== Exercise prompt ==
Please return every line of the records that contains the word "instead".

++++ Given information

Issue #1747, opened 2018-12-20
Add public_transport=station, railway=halt as a synonym for station


zerebubuth:
E.g: https://www.openstreetmap.org/node/2160213344

Context: https://github.com/tilezen/vector-datasource/pull/1741#issuecomment-448758869

nvkelso:
QA verified.

PR #1756, opened 2018-12-27
Add public_transport=station as a synonym for railway=station.

zerebubuth:
When there's also a `rail`, `light_rail` or `railway` tag, in case a more general-purpose public transport station is tagged this way. For example, a bus station without any rail interconnect.

Connects to #1747.

### DIFF
--- a/yaml/pois.yaml
+++ b/yaml/pois.yaml
@@ -233,7 +233,7 @@ global:
         - natural: [ cave_entrance, peak, volcano, geyser, hot_spring, rock, saddle,
             stone, spring, tree, waterfall ]
         - power: [ pole, tower, generator ]
-        - public_transport: [ platform, station, stop_area ]
+        - public_transport: [ platform, stop_area ]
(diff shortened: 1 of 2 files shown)


yaml/pois.yaml
```diff
@@ -233,7 +233,7 @@ global:
         - natural: [ cave_entrance, peak, volcano, geyser, hot_spring, rock, saddle,
             stone, spring, tree, waterfall ]
         - power: [ pole, tower, generator ]
-        - public_transport: [ platform, stop_area ]
+        - public_transport: [ platform, station, stop_area ]
```
nvkelso: big stations with POIs visible at zoom 10 should have a name, please remove station here.

nvkelso: Fixed in https://github.com/tilezen/vector-datasource/pull/1756/commits/628980cd96284e46f76594d0c132f746f34f3f0c.

Issue #1630, opened 2018-09-24
Hide early landmark, museum, prison


nvkelso:
```
            hide-until-z12-any:
                filter:
                    kind: [landmark, museum, prison]
                    $zoom: { max: 12 }
                draw:
                    mapzen_icon_library:
                        visible: false
```

nvkelso:
Looks like we mod the min to be 12 instead of 0 here?

```
  - filter: {amenity: prison}
    min_zoom: { clamp: { min: 0, max: 15, value: { sum: [ { col: zoom }, 2.55 ] } } }
    output:
      <<: *output_properties
      kind: prison
  - filter: {tourism: museum}
    min_zoom: { clamp: { min: 0, max: 16, value: { sum: [ { col: zoom }, 1.43 ] } } }
    output:
      <<: *output_properties
      kind: museum
  - filter: {historic: landmark}
    min_zoom: { clamp: { min: 0, max: 15, value: { sum: [ { col: zoom }, 1.76 ] } } }
    output:
      <<: *output_properties
      kind: landmark
```

nvkelso:
- Prison currently at zoom 9!
    https://www.openstreetmap.org/relation/3955540#map=16/40.7920/-73.8823
- Museum that is < 12
    https://www.openstreetmap.org/relation/2778854#map=16/48.8664/2.3152
- Landmark that is < 12
    https://www.openstreetmap.org/way/27104863#map=19/37.80592/-122.42315

nvkelso:
QA verified.

PR #1757, opened 2018-12-27
Hide early prisons, museums, landmarks until z12.

zerebubuth:
Connects to #1630.


integration-test/1630-hide-early-landmark.py
```diff
@@ -0,0 +1,103 @@
...
+                'wikidata': 'Q120119',
+                'wikipedia': 'en:Rikers Island',
+            }),
+        )
+
+        self.assert_has_feature(
+            z, x, y, 'pois', {
+                'id': 3955540,
+                'kind': 'prison',
+                'min_zoom': 12,
```
nvkelso: Should be `13`, please.

yaml/pois.yaml
```diff
@@ -1119,17 +1119,17 @@ filters:
       <<: *output_properties
       kind: mall
   - filter: {amenity: prison}
-    min_zoom: { clamp: { min: 0, max: 15, value: { sum: [ { col: zoom }, 2.55 ] } } }
+    min_zoom: { clamp: { min: 12, max: 15, value: { sum: [ { col: zoom }, 2.55 ] } } }
```
nvkelso: Should be min: `13`, please.

nvkelso: - `prison` is important, but shouldn't be so prominent – I think zoom 13 would be good, and same zoom we limit hospitals to (which are often bigger). Here's SF JV hall:
    image
    and the 1st prison in California is only good for zoom 13: https://www.openstreetmap.org/way/304320226
    same for New York City's finest at zoom 13: https://www.openstreetmap.org/relation/3955540

Issue #1627, opened 2018-09-24
Modify zoom of bicycle, theatre, water_tower


nvkelso:
tl;dr

Only bicycle, theatre, and water_tower are relevant here. See comment below.

```
            hide-until-z17-no-area:
                filter:
                    area: false
                    $zoom: { max: 17 }
                    # note: atm and drinking_water appear hear and in area versions
                    kind: [accountant, administrative, advertising_agency, animal, architect, association, atm, bakery, bed_and_breakfast, bicycle, bicycle_parking, bicycle_rental_station, books, butcher, car, car_repair, chalet, clothes, company, computer, consulting, convenience, doityourself, drinking_water, dry_cleaning, educational_institution, emergency_phone, employment_agency, estate_agent, fashion, financial, florist, foundation, gift, government, greengrocer, guest_house, hairdresser, hostel, hotel, insurance, it, jewelry, lawyer, mast, memorial, mobile_phone, motel, newspaper, ngo, notary, optician, parking, pet, physician, playground, political_party, post_box, religion, research, subway_entrance, tax_advisor, telecommunication, telephone, theatre, therapist, toilets, traffic_signals, travel_agent, water_tower]
                draw:
                    mapzen_icon_library:
                        visible: false

```

nvkelso:
Change these, for no-area (node) case:

- **bicycle** shop (zoom 15 now, might interfere with Walkabout bike overlay, consider 16 instead?), really this should be an area throttle, similar to cafe?
    - bike node, to zoom 17: https://www.openstreetmap.org/node/2484293076#map=19/37.77108/-122.43223
    - bike way, to zoom 16?: https://www.openstreetmap.org/way/260354461#map=16/37.7771/-122.4077
    - bike way, to zoom 15? https://www.openstreetmap.org/way/264534357#map=15/37.7665/-122.4527

Maybe:

```
  - filter: {shop: bicycle}
    min_zoom: { clamp: { min: 15, max: 17, value: { sum: [ { col: zoom }, 2.5 ] } } }
    output:
      <<: *output_properties
      kind: bicycle
```

- **theatre** from zoom 16 now, but it already has an area throttle, so peal off to it's own? 
    - node, zoom 17?: https://www.openstreetmap.org/node/358805392#map=17/37.78302/-122.41223
    - medium way, zoom 16?: https://www.openstreetmap.org/way/35115840#map=16/37.7793/-122.4146
[...]

PR #1758, opened 2018-12-28
Modify zoom bicycle, theatre, water tower

zerebubuth:
Modify the `min_zoom` of bicycle shops and theatres based on area, and water towers based on height.

Notes:

1. I swapped the z15/16 examples for bicycle shops, as SF Bike Connection is larger than American Cyclery Too.
2. I used a different example for a short water tower with a height. Your example had a height of 9m, but I thought it would provide better test coverage to have one in the 10-20m range.

Connects to #1627.

### DIFF
--- a/integration-test/1627-modify-zoom-bicycle-theatre-water-tower.py
+++ b/integration-test/1627-modify-zoom-bicycle-theatre-water-tower.py
@@ -94,3 +94,90 @@ class BikeShopTest(FixtureTest):
                 # min_zoom between 16 and 17, less than the node at z17
                 'min_zoom': lambda z: 16 <= z < 17,
             })
+
+
+class TheatreTest(FixtureTest):
+
+    def test_theatre_node(self):
+        import dsl
+
+        z, x, y = (16, 10483, 25329)
+
+        self.generate_fixtures(
+            # https://www.openstreetmap.org/node/358805392
+            dsl.point(358805392, (-122.411371, 37.782168), {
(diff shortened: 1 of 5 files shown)


integration-test/1627-modify-zoom-bicycle-theatre-water-tower.py
```diff
@@ -0,0 +1,253 @@
...
+                'website': 'http://bikeconnection.net/',
+            }),
+        )
+
+        self.assert_has_feature(
+            z, x, y, 'pois', {
+                'id': 260354461,
+                'kind': 'bicycle',
+                # should be in z15 tile, so min_zoom between 15 and 16
+                'min_zoom': lambda z: 15 <= z < 16,
```
nvkelso: 👍

integration-test/1627-modify-zoom-bicycle-theatre-water-tower.py
```diff
@@ -0,0 +1,253 @@
...
+                'source': 'openstreetmap.org',
+                'wikidata': 'Q7103971',
+            }),
+        )
+
+        self.assert_has_feature(
+            z, x, y, 'pois', {
+                'id': 35115840,
+                'kind': 'theatre',
+                'min_zoom': lambda z: 16 <= z < 17,
```
nvkelso: There's probably more work to do here with respect to building volume or other indicators – as this is one of the more significant theatres in SF. But this is good for now.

++++++++

== Response to the exercise ==
Looks like we mod the min to be 12 instead of 0 here?
- **bicycle** shop (zoom 15 now, might interfere with Walkabout bike overlay, consider 16 instead?), really this should be an area throttle, similar to cafe?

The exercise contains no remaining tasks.